PR #266, opened 2021-01-19
DOC/MEDIUM: Documentation formatting

NickMRamirez:
- Replaced `<pre>` tags with Markdown code blocks. Put code keyword backticks around some keywords. 
- Improved grammar in a few descriptions. 
- Changed the `auth-secret` definition so that the description of the values is under the values key instead of the description key. This makes the table where we show the description only more succinct. 
- For `auth-type` and `auth-secret`, the example now shows both of these keys together because they are dependant upon one another.

### DIFF
--- a/documentation/doc.yaml
+++ b/documentation/doc.yaml
@@ -11,22 +11,24 @@ image_arguments:
         - --configmap=default/my-configmap
   - argument: --configmap-tcp-services
     tip:
-      - Ports of TCP services should be exposed on the controller's kubernetes service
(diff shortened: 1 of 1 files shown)


Mo3m3n:
commit was reverted because 
```
REVERT: commit 2ebd7ef4008fb42d251e9fa8627bfe0c17d5079c
    
    Said commit only updated documentation/doc.yaml but
    documentation/README.md was not updated by running "go run ." from
    documentation/gen. Trying to run it is now giving an error.
```

PR #277, opened 2021-02-23
BUG/MEDIUM: stats frontend: listen IPv6 too

Frankkkkk:
Hi,
I'm not really sure about this MR..
 It adds dual-stack to the stats fronted. However, as-is, it won't obbey to --disable-ipv6 args (who would ever use those anyways ? :P)

Without binding on v6, the stats frontend doesn't work on v6-only clusters,

Let me know what you think.

Cheers !

### DIFF
--- a/controller/controller.go
+++ b/controller/controller.go
@@ -413,6 +413,14 @@ func (c *HAProxyController) handleBinds() (err error) {
 	}
 	if !c.osArgs.DisableIPV6 {
 		protos["v6"] = c.osArgs.IPV6BindAddr
+
+		// IPv6 not disabled, so add v6 listening to stats frontend
+		errors.Add(c.Client.FrontendBindCreate("stats",
+			models.Bind{
+				Name:    "v6",
+				Address: ":::1024",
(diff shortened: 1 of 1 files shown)


Mo3m3n:
Hey @Frankkkkk will this work in v4 only systems ?

Frankkkkk:
Hi,
It does work on v4-only systems, but  it won't work on systems with IPv6 _explicitely_ disabled (`ipv6.disable=1`). I don't know why someone would do that, but at least you know.

To recap: on v4 k8s cluster with a standard config this will work, but not if they also disable the module.

Cheers

oktalz:
@Frankkkkk 
> it won't obbey to --disable-ipv6 args (who would ever use those anyways ? :P)

we added that flag specifically because there are use cases for some that have only ipv4 
and they had issues with ingress controller binding to ipv6.
So while this change is welcomed and can be on by default, it must also go inline and follow same principle as other frontends do
and in case of ` --disable-ipv6` remove that bind

PR #288, opened 2021-03-10
TEST/MINOR: github: checking for generated files diff

prometherion:


.github/workflows/diff.yml
```diff
@@ -0,0 +1,25 @@
...
+on: [push, pull_request]
+
+jobs:
+  check:
+    runs-on: ubuntu-latest
+    steps:
+      - name: Check out code
+        uses: actions/checkout@v2
+        with:
+          fetch-depth: 10
```
prometherion, line 11: Let's ignore `fetch-depth` if we agree: there's no need for this.

prometherion: Fixed with 7c47dd7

YOUR ASSIGNMENT: All lines from the one with "PR #288, opened 2021-03-10" to the end of the listing are to be printed exactly as given, both ends included.

REPLY TO THE EXERCISE:
PR #288, opened 2021-03-10
TEST/MINOR: github: checking for generated files diff

prometherion:


.github/workflows/diff.yml
```diff
@@ -0,0 +1,25 @@
...
+on: [push, pull_request]
+
+jobs:
+  check:
+    runs-on: ubuntu-latest
+    steps:
+      - name: Check out code
+        uses: actions/checkout@v2
+        with:
+          fetch-depth: 10
```
prometherion, line 11: Let's ignore `fetch-depth` if we agree: there's no need for this.

prometherion: Fixed with 7c47dd7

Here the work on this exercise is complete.